AgentSkillsCN

privacy-data-desensitizer

当用户需要扫描工作区内的文档,对其中的敏感信息进行脱敏处理,尤其出于隐私合规或数据保护的目的时,该技能会自动识别并替换特定类型的敏感数据(电话/传真号码、社会安全号码、电子邮件地址、信用卡号、IP地址)为统一的占位符“/hidden/”,同时保留其余所有内容。它支持多种文件格式(txt、csv、json、md、log),并按照一致的命名规范生成脱敏后的副本。当用户提及“隐私脱敏”“数据匿名化”“敏感信息移除”,或在处理包含个人身份信息(PII)的文档时,可使用此技能。

SKILL.md
--- frontmatter
name: privacy-data-desensitizer
description: When the user needs to scan and desensitize sensitive information in documents across a workspace, particularly for privacy compliance or data protection purposes. This skill automatically identifies and replaces specific types of sensitive data (phone/fax numbers, social security numbers, email addresses, credit card numbers, IP addresses) with a uniform placeholder like '/hidden/' while preserving all other content. It handles multiple file formats (txt, csv, json, md, log) and creates desensitized copies with consistent naming conventions.

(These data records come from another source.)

Issue #782, opened 2024-04-19
NAT / port forwarding / holepunching fixes


emizzle:

veaceslavdoina:
Is this one is related #763?

emizzle:
> Is this one is related #763?

Yes, it should be 👍

emizzle:
@gmega to estimate difficulty/duration.

PR #1417, opened 2026-04-10
feat: nat traversal relay

2-towns:
# NAT traversal

This PR introduces NAT traversal, following two design documents: [NAT Strategy implementation](https://hackmd.io/3DR2Of1qS9iwXl_qdGdkKg) and [Notes on NAT Traversal](https://hackmd.io/5C0PgLS3TAqmbk4jUXXTKw).

`Autonat` here refers to `AutonatV2` in libp2p.

## Breaking change

The SPR now exposes `localRecord`, which carries both TCP and UDP addresses, instead of the DHT record. Bootstrap nodes deployed before this PR are therefore incompatible and must be redeployed.

## AutoNAT integration

Autonat starts for nodes without `--nat=extip:<IP>` (extip nodes are assumed `Reachable`) and for `--autonat-server` nodes.
The Autonat workflow is the following:

1. Starts in client mode
2. Connects to Autonat servers (bootstrap nodes)
3. Autonat servers dial back the candidate addresses (derived via `guessDialableAddr`) to test reachability
4. `handleNatStatus` receives the Autonat response
   - Reachable => `clientMode` becomes false + DHT announcements
   - NotReachable => `clientMode` becomes true + try port mapping, fallback to Relay

After a port mapping is created, we need to wait for the next Autonat iteration to trigger reachability.

`AutonatV2Service` behaviour is tuned through four CLI flags:

1. `--nat-schedule-interval`
2. `--nat-num-peers-to-ask`
3. `--nat-max-queue-size`
4. `--nat-min-confidence`

Two more flags were added:

1. `--relay-server`
2. `--autonat-server`

They both require `--nat=extip:<IP>` because Relay and Autonat servers have to be `Reachable`.
For now they are meant for bootstrap nodes, but later we can expose them to any reachable node so it can contribute to the network.

## Hole punching

Because we want to control AutoNAT's result and try a port mapping before starting the relay, we cannot use libp2p's `HPService` (it depends on AutoNAT v1 and starts the relay immediately on `NotReachable`). The hole-punching logic is therefore adapted from libp2p.

## Address announcement

The addresses a node announces to the DHT depend on how it is reachable, and they are updated from three places:

1. A node started with `--nat=extip` is assumed reachable, so it announces its public address directly at startup, without waiting for AutoNAT.
2. `handleNatStatus`, on every reachability change.
   On `Reachable`, the node announces the dial-back address.
   On `NotReachable`, if the relay is not yet running, the previously announced direct addresses are removed.
3. `onReservation` (Relay's callback): the public circuit addresses are announced; no UDP address is derived from them

## SPR fix

The behaviour on master contains a bug: `updateAnnounceRecord` and `updateDhtRecord` in `discovery.nim` both call `d.protocol.updateRecord()`, which overwrites `localNode.record` with the new SPR, so the last call wins.

- [`updateAnnounceRecord`: discovery.nim:178](https://github.com/logos-storage/logos-storage-nim/blob/10408a72de8aa90c53db32df0401cc174ef8ecdd/storage/discovery.nim#L178)
- [`updateDhtRecord`: discovery.nim:192](https://github.com/logos-storage/logos-storage-nim/blob/10408a72de8aa90c53db32df0401cc174ef8ecdd/storage/discovery.nim#L192)
- [`localNode.record`: protocol.nim:287](https://github.com/logos-storage/logos-storage-nim-dht/blob/99884b5971759a0da437db3d2e834b92a058527d/codexdht/private/eth/p2p/discoveryv5/protocol.nim#L287)

On top of that, the SPR exposed by the REST API is the [dhtRecord](https://github.com/logos-storage/logos-storage-nim/blob/ebb1ae2599c0a9273018229ac968477c1b37def3/storage/rest/api.nim#L487-L490). This is confusing and breaks AutoNAT: evaluating reachability requires prior TCP connections to bootstrap nodes, which is impossible without TCP addresses.

This PR resolves by adding a method `getSpr` that returns an SPR containing TCP and UDP addresses. 
Moreover it ensures that `providerRecord` contains only TCP addresses and `localRecord` contains only UDP addresses.   

## Port mapping

The UPnP code was rewritten to use [nim-libplum](https://github.com/logos-storage/nim-libplum) instead of nim-nat-traversal, for three reasons: it adds PCP support, it has a simpler API, and it manages its threads internally.

## REST API and libstorage

NAT fields were added to debug (REST API and libstorage):

1. `reachability`: `NotReachable`, `Reachable`, `Unknown`
2. `clientMode`: true if the node runs in client mode
3. `relayRunning`: true if the node started a relay
4. `portMapping`: `none`, `upnp`, `pcp`, `pmp`, `direct`
5. `announceAddresses`: announced TCP/circuit addresses
6. `dhtAddresses`: announced UDP addresses for DHT routing

### Unit tests

- `testnatdetection`: reachability detection over a simulated NAT
- `testnatreaction`: the `handleNatStatus` state machine
- `testnatsimulation`: the NAT filtering modes

The simulated NAT is a test-only `NatTransport` that wraps `TcpTransport` and implements the filtering modes: `EndpointIndependent`, `AddressDependent`, `AddressAndPortDependent` and `DoubleNat`.

### Integration tests

This [hackmd](https://hackmd.io/Nn3fav3cTNCvJc5anoIdTA) was used as base for the tests.

Several NAT scenarios were created using containers. `podman` is preferred because it is rootless but `docker` can be used as well:

- `reachable`: node is `Reachable` using a manual port-forward
- `upnp` / `pcp`: node is `Reachable` using a real miniupnpd mapping
- `not-reachable`: node is `NotReachable` when there is no mapping and falls back to the relay
- `not-downloadable`: a NATed node with no relay is `NotReachable`, and a reachable peer cannot download from it (useful to validate the opposite of `relay-download`)
- `relay-download`: a reachable node downloads from a NATed node through the relay
- `hole-punching`: a relayed connection is upgraded to a direct one. 

## Dependencies

This PR adds `nim-libplum`.
This PR needs libp2p update to 2.1.0: https://github.com/logos-storage/logos-storage-nim/pull/1449

## Limitation

If PCP create a port mapping on a port which is the the listen port, it is not supported. The node will fallback into relay.


storage/nat.nim
```diff
@@ -42,14 +45,24 @@ type NatConfig* = object
...
+    natThreads: seq[Thread[PortMappingArgs]] = @[]
+else:
+  var
+    upnp {.threadvar.}: Miniupnp
+    npmp {.threadvar.}: NatPmp
+    strategy = NatStrategy.NatNone
+    natClosed: Atomic[bool]
+    extIp: Option[IpAddress]
+    activeMappings: seq[PortMappings]
+    natThreads: seq[Thread[PortMappingArgs]] = @[]
```
emizzle: The fact that these are globals is already a big no no. We saw the issues it creates in chronicles and multiple instances of libstorage. I would move these into a type, eg `StorageNat`, and then in the tests you can use `privateAccess(StorageNat)` to access the private fields.

storage/nat.nim
```diff
@@ -9,10 +9,13 @@
...
-  nat_traversal/[miniupnpc, natpmp],
-  json_serialization/std/net,
-  results
+  std/[options, os, strutils, times, net, atomics], json_serialization/std/net, results
+
+when defined(testing):
+  import ../tests/storage/helpers/mockminiupnpc
+  import ../tests/storage/helpers/mocknatpmp
+else:
+  import nat_traversal/[miniupnpc, natpmp]
```
emizzle: Generally speaking, I'd avoid this if possible. I think the best way to approach this is to inject Upnp and Nat pmp as type fields. That way you can inject a mock for testing...

```nim
# nat.nim

type StorageNat
  upnp: Miniupnp
  npmp: NatPmp
  strategy: NatStrategy
  natClosed: Atomic[bool]
  extIp: Option[IpAddress]
  activeMappings: seq[PortMappings]
  natThreads: seq[Thread[PortMappingArgs]]

func new*(self: StorageNat, strategy: NatStrategy): StorageNat =
  StorageNat(strategy: strategy) # don't need to instantiate upnp/npmp yet, will do in the thread
```
The big question is about how to handle the threadvar. So I think we could try making the entire StorageNat object a threadvar, which means it's available, but not instantiated, in each thread. So when launching a new thread, it needs to be instantiated again...

```nim
# storage/storage.nim

var storageNat {.threadvar.}: StorageNat
proc start*(s: StorageServer) {.async.} =
  # ...
  storageNat = StorageNat.new(strategy)
```

Then back in `nat.nim`:

```nim
proc getExternalIP*(self: StorageNat, natStrategy: NatStrategy, quiet = false): Option[IpAddress] =
  if self.upnp == nil:
      self.upnp = newMiniupnp()
  # ...
  if self.npmp == nil:
      self.npmp = newNatPmp()

proc repeatPortMapping(self: StorageNat, args: PortMappingArgs) {.thread, raises: [ValueError].} =
  # self is a copy with upnp/npmp non-initialised
  let ipres = getExternalIP(self, strategy, quiet = true)

proc redirectPorts*(
    self: StorageNat, strategy: NatStrategy, tcpPort, udpPort: Port, description: string
): Option[(Port, Port)] =
  # ...
  natThreads.add(Thread[PortMappingArgs]())
      natThreads[^1].createThread(
        repeatPortMapping, self, (strategy, externalTcpPort, externalUdpPort, description)
      )
```
You'll need to pass the `StorageNat` object into most of the functions in `nat.nim` and set all the fields.
(Side note: I still think this entire module is really poorly written, and should be rewritten...)

So then in the tests:
```nim
suite "getExternalIP":
  var nat: StorageNat
  setup:
    nat = StorageNat.new(NatStrategy.None)

  test "getExternalIp returns None when UPnP fails to discover devices":
    nat.upnp = mockupnp.newMiniupnp()
    nat.upnp.discoverResult = Result[int, cstring].err(cstring("no devices found"))
    #....
    check nat.getExternalIP(NatStrategy.NatUpnp) == none(IpAddress)
```

2-towns: That 's nice approach. 

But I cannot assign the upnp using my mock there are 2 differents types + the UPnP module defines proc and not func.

Use this skill when users mention 'privacy desensitization', 'data anonymization', 'sensitive information removal', or when working with documents containing personal identifiable information (PII).

Instructions

Objective

Scan all documents in the user's workspace, identify specific types of sensitive information, and create desensitized copies where all sensitive data is replaced with /hidden/. The original files must remain unchanged.

Sensitive Information Types

Only process and replace the following data types, even if they appear to be pseudo, mimic, or duplicated:

  1. Phone/Fax numbers: Includes formats like (555) 123-4567, 555-123-4567, 555.123.4567, and 1-800-XXX-XXXX (both numeric and alphanumeric like 1-800-HOTEL-HELP).
  2. Social Security Numbers (SSN): Format XXX-XX-XXXX.
  3. Email addresses: Standard email format user@domain.com.
  4. Credit card numbers: 16-digit cards (with or without separators), Amex format (4-6-5 digits), and scientific notation (e.g., 4.11E+15).
  5. IP addresses: IPv4 format XXX.XXX.XXX.XXX.

Do not modify any information not on this list.

Core Workflow

1. Discover the Workspace

  • Use filesystem-list_allowed_directories to find the root workspace path.
  • Use filesystem-directory_tree or filesystem-list_directory on that path to get a list of all files.
  • Exclude the target output directory desensitized_documents/ from the list of files to process.

2. Analyze File Contents

  • Read the content of all target files using filesystem-read_multiple_files.
  • Visually scan the content to confirm the presence of the specified sensitive data types.

3. Execute Desensitization

  • Primary Method: Run the bundled Python script scripts/desensitize.py. This is the preferred, reliable method.
    • The script will process all files, create the desensitized_documents/ directory, and save the modified copies.
  • Alternative (Manual): If script execution fails, implement the desensitization logic directly using local-python-execute with the core logic defined in references/patterns.md.

4. Verify Results

  • Read a sample of the generated files from desensitized_documents/ to ensure:
    • All specified sensitive data is replaced with /hidden/.
    • File structure, formatting, and non-sensitive content are preserved.
    • Filenames follow the convention: original_filename_desensitized.extension.
  • Optionally, run a final count of replacements to provide a summary to the user.

Output Requirements

  • Save all desensitized files in a subdirectory named desensitized_documents/.
  • Each output file must be named: [original_basename]_desensitized.[original_extension].
  • Do not add any other files to the output directory.
  • Provide the user with a summary including the number of files processed and types of data replaced.

Key Considerations

  • Order of Operations: Regex patterns must be applied in a specific order to avoid conflicts (e.g., processing 1-800 numbers before generic phone patterns).
  • Precision: Use word boundaries (\b) in regex patterns to avoid false positives (e.g., not matching dates as IP addresses).
  • Preservation: The replacement should occur exactly at the location of the sensitive data, without altering surrounding punctuation, spacing, or structure.